Sunday, July 04, 2010

Pop History Moment: Lou Gehrig Announces His Retirement



Throughout his career in baseball, Lou Gehrig was known as 'the Iron Horse' for both his speed and strength; over the course of 15 consecutive seasons with the New York Yankees he was a reliable hitter - and not just because of his reliability in the dugout. All told, Gehrig played in 2,130 consecutive games* during which he racked up an amazing 23 career grand slams, a record which still stands more than 70 years after his retirement. His lifetime batting average was .340, lifetime on-base percentage .447, and lifetime slugging percentage was .632; these are the kind of stats that aren't found too readily in the game today - and are even more incredible when considering that they were achieved without either performance enhancing drugs or the benefit of modern sports medicine and/or the rest of the rigamarole** currently available to professional athletes.

All of which made his retirement - on this day in 1939 - the more shocking; he was, after all, just 36 years old and otherwise at the top of his game, although his final season had been off, especially compared to the performance he turned in during 1937. Gehrig had been stricken by amyotrophic lateral sclerosis (ALS) - a disease which would forever after bear his name; it would take just under two years for the disease to render the once-superlative athlete a withered corpse...

In all 61,808 fans - including his one-time rival Babe Ruth and New York City mayor Fiorello La Guardia - gathered at Yankee Stadium on 'Lou Gehrig Appreciation Day', as witnessed by the footage posted above. Between games of an Independence Day double header with the Washington Senators Gehrig was hailed by all and sundry, presented with a trophy by team manager Joe McCarthy, became the first player in the history of major league baseball to have his number (4) retired, and made a speech which has continued to resonate ever since, in which he left no gut unwrenched by categorizing himself as 'the luckiest man on the face of the Earth'...

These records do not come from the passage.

PR #457, opened 2020-09-12
Bug 1866299: Refactors AWS Provider Validation

danehans:
Previously, an AWS provider would be used without validating that clients could communicate with associated API endpoints. This PR adds validation by ensuring each AWS provider client can make a list/describe API call.

/assign @Miciah @knobunc 
/cc @frobware @sgreene570


danehans:
`level=error msg="Cluster operator machine-config Degraded is True with MachineConfigControllerFailed: Unable to apply 4.6.0-0.ci.test-2020-09-12-235633-ci-op-kk4xnx01: timed out waiting for the condition during waitForControllerConfigToBeCompleted: controllerconfig is not completed: status for ControllerConfig machine-config-controller is being reported for 0, expecting it for 1"
`

/test e2e-aws

pkg/dns/aws/dns.go
```diff
@@ -208,48 +195,41 @@ func NewProvider(config Config, operatorReleaseVersion string) (*Provider, error
...
-				return true
-			}
-		default:
-			if uri == standardRoute53Endpoint || strings.Contains(uri, endpoints.UsEast1RegionID) {
-				return true
-			}
+// validateServiceEndpoints validates that provider clients can communicate
+// with associated API endpoints by each making a list/describe/get call.
+func validateServiceEndpoints(provider *Provider) error {
+	if provider.route53 != nil {
```
Miciah, line 208: Can `provider.route53`, `provider.elb`, `provider.elbv2`, or `provider.tags` ever be nil?

pkg/dns/aws/dns.go
```diff
@@ -208,48 +195,41 @@ func NewProvider(config Config, operatorReleaseVersion string) (*Provider, error
...
 		}
 	}
-	return false
+	if provider.tags != nil {
+		input := resourcegroupstaggingapi.GetResourcesInput{TagsPerPage: aws.Int64(int64(100))}
+		if _, err := provider.tags.GetResources(&input); err != nil {
+			return fmt.Errorf("failed to get group tagging resources: %v", err)
+		}
+	}
+	return nil
```
Miciah, line 232: What do you think of validating all endpoints, accumulating errors, and returning the result at the end?  Something like this:
```go
 	var errs []error
	if _, err := ...; err != nil {
		errs = append(errs, fmt.Errorf(...))
	}
	if _, err := ...; err != nil {
		errs = append(errs, fmt.Errorf(...))
	}
	if _, err := ...; err != nil {
		errs = append(errs, fmt.Errorf(...))
	}
	if _, err := ...; err != nil {
		errs = append(errs, fmt.Errorf(...))
	}
	return kerrors.NewAggregate(errs)
```
(If `errs` is empty, `kerrors.NewAggregate(errs)` returns nil.)

Miciah (commented):
Just a couple minor suggestions.  This looks like a good approach.

pkg/dns/aws/dns.go
danehans: Not the way it's being called from `NewProvider()` today. I'll update to remove the nil check.

pkg/dns/aws/dns.go
danehans: Ah, yes I like that approach. Let me update.

danehans:
@Miciah commit `ddc335f` implements your feedback. Thanks for the review!

danehans:
```
2020/09/14 17:37:09 pod didn't start running within 10 minutes: 
* Container artifacts is not ready with reason PodInitializing and message 
* Container test is not ready with reason PodInitializing and message 
```

/test e2e-aws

When it comes to history Hollywood often doesn't get it right; when they do, though, do they ever - and they really knocked one out of the park with The Pride of the Yankees. Starring Gary Cooper, an actor every bit as revered for his low-key nature and quiet masculinity as Gehrig was, director Sam Wood's 1942 biopic managed to be hyperbolic and accurate simultaneously, mainly because his subject was just that good a man. Teresa Wright co-starred as Gehrig's wife Eleanor, and Gehrig's team-mates Babe Ruth, Bob Meusel, Mark Koenig and Bill Dickey appeared in the film as themselves, so as to honour the memory of their fallen colleague.

*A record only broken by Cal Ripken, Jr., of the Baltimore Orioles in September 1995.
**Diet, exercise, massage, acupuncture, dating Madonna, and so on and so forth...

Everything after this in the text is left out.